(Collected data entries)
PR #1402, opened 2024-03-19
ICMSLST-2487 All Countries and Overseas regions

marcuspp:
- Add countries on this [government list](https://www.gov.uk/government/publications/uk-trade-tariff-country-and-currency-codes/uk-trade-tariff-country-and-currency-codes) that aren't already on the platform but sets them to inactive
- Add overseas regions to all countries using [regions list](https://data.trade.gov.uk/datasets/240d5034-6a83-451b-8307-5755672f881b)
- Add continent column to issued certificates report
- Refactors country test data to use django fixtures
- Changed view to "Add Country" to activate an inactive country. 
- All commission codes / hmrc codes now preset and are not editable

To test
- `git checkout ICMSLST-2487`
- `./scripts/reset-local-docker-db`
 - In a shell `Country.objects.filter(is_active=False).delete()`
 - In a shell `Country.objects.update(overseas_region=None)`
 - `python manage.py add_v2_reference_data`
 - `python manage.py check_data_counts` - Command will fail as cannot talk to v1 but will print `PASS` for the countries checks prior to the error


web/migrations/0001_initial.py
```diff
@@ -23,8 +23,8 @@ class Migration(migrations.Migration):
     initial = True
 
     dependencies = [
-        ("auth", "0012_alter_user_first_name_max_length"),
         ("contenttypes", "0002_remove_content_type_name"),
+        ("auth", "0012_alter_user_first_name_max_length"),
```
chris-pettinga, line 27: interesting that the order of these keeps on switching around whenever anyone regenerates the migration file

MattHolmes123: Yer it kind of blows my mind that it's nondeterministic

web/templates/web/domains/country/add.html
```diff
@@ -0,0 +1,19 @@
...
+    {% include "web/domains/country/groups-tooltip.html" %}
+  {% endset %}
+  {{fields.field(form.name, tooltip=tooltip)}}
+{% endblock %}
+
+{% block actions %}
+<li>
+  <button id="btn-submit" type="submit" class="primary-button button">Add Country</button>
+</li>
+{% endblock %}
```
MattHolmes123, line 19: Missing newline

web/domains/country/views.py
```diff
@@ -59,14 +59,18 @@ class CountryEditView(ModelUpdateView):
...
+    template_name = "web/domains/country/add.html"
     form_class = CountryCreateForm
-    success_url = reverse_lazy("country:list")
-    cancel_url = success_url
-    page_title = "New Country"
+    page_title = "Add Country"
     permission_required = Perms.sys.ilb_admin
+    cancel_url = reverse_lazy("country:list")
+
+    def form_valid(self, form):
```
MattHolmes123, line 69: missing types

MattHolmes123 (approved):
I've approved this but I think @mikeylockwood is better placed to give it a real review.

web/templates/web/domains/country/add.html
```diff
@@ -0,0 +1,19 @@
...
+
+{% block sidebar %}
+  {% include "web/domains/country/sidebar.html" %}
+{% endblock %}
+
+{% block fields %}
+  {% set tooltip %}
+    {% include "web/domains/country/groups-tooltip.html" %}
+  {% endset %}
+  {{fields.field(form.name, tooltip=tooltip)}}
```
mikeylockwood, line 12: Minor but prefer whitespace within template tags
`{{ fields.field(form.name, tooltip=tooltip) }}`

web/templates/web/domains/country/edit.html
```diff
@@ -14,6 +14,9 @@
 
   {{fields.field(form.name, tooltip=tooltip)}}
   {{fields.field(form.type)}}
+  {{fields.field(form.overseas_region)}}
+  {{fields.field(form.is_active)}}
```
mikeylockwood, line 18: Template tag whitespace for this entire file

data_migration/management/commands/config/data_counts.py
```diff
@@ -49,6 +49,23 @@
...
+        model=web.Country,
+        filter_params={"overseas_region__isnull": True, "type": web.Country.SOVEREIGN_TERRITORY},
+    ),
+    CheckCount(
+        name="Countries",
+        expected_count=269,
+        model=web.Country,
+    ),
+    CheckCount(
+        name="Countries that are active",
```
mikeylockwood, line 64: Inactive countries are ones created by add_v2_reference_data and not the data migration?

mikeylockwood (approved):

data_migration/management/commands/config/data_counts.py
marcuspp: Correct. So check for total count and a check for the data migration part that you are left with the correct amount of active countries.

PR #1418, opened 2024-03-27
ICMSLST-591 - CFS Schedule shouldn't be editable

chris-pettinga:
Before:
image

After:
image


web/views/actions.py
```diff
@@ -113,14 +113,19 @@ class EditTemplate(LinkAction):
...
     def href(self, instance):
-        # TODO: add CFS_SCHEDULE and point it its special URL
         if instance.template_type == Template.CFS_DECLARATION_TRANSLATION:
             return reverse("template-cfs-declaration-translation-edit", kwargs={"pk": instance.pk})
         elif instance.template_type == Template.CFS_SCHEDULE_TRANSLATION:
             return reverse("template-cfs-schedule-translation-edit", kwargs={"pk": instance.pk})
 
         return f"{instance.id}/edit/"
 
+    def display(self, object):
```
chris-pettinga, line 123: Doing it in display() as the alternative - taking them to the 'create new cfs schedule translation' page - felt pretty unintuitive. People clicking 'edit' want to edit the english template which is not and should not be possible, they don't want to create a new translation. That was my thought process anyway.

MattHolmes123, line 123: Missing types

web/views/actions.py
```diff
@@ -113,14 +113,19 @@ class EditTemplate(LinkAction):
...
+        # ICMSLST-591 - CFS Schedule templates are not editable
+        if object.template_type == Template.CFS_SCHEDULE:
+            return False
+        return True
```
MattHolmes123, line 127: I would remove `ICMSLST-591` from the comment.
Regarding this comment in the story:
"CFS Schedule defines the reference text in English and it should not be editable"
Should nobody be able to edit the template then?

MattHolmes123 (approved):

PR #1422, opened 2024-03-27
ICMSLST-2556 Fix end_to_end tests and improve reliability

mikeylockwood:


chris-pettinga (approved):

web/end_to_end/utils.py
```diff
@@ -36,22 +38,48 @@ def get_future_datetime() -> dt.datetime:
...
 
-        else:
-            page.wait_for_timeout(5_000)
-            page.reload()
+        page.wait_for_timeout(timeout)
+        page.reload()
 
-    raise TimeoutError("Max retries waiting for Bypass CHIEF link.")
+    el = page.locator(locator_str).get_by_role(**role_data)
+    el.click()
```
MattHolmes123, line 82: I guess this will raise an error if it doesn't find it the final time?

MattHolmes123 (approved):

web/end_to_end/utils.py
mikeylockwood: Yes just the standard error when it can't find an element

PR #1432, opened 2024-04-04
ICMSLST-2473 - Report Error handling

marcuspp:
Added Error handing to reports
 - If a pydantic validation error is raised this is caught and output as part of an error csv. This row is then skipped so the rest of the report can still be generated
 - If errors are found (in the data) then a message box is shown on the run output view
--
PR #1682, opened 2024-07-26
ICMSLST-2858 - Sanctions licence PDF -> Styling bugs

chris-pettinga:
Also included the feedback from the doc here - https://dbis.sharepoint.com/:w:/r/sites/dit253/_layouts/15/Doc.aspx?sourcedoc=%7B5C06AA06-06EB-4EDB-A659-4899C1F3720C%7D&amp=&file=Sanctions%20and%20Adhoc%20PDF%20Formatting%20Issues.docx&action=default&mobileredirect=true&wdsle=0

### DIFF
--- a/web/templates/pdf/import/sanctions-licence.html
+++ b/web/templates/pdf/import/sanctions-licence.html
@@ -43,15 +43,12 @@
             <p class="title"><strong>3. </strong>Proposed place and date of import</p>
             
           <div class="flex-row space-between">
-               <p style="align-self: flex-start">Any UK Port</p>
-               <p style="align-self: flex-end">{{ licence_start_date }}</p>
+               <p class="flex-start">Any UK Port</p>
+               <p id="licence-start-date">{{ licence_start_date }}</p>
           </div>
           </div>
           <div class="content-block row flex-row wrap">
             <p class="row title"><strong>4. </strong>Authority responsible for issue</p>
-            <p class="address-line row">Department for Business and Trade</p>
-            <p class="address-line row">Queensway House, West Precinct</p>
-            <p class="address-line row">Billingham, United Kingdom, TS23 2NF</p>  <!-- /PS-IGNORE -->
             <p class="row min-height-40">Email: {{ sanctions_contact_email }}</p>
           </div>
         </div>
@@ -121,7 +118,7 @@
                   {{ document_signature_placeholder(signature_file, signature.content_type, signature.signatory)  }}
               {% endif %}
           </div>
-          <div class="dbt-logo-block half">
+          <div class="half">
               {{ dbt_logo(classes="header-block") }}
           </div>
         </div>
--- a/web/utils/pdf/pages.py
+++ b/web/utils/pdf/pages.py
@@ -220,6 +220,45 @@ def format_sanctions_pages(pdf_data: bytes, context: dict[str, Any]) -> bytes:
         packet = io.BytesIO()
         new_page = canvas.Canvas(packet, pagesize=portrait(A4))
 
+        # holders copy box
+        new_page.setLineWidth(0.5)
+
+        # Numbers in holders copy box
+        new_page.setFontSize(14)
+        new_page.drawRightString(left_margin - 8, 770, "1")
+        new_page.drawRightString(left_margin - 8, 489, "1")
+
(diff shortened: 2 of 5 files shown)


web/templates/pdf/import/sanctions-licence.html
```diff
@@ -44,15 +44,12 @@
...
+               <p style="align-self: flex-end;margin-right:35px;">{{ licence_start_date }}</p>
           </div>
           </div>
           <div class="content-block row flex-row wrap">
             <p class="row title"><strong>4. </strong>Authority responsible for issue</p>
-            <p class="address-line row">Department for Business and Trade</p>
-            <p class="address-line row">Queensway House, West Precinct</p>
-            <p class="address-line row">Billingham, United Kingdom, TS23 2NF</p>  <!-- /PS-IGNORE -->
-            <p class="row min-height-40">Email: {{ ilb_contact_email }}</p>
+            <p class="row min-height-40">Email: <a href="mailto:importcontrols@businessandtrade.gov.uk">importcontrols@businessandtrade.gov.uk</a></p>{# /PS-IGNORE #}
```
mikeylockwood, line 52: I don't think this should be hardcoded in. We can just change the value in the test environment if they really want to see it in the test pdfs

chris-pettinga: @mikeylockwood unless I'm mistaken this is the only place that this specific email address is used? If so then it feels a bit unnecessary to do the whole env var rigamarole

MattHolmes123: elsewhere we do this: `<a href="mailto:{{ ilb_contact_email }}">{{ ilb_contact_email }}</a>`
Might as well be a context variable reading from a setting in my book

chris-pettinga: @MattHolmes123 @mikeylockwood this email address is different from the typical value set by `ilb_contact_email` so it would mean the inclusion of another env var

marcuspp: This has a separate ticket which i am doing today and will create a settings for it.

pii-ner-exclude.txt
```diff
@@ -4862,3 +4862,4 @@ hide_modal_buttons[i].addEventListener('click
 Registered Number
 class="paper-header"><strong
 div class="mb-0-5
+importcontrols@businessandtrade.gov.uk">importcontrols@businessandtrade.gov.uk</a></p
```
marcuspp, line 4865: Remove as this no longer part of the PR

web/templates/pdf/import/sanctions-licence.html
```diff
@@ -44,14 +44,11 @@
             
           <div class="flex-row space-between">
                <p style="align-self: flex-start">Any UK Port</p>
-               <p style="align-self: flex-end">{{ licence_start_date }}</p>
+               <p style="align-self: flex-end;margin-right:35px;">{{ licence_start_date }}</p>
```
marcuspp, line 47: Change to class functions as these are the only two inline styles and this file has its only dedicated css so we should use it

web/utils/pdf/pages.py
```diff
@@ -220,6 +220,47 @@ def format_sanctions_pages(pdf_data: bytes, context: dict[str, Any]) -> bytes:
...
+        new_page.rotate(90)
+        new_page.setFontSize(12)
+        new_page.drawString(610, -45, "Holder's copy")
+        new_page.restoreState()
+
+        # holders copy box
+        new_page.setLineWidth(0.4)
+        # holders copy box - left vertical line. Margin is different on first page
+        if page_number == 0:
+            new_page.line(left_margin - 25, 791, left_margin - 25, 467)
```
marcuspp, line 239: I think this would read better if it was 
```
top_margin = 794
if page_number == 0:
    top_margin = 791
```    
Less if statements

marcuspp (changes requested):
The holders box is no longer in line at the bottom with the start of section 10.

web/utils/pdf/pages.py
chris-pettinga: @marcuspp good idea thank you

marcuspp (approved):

- ABOUT THIS EXERCISE -
Where does "dict" occur in the data? Copy each line that has it.

- REPLY -
@@ -220,6 +220,45 @@ def format_sanctions_pages(pdf_data: bytes, context: dict[str, Any]) -> bytes:
@@ -220,6 +220,47 @@ def format_sanctions_pages(pdf_data: bytes, context: dict[str, Any]) -> bytes:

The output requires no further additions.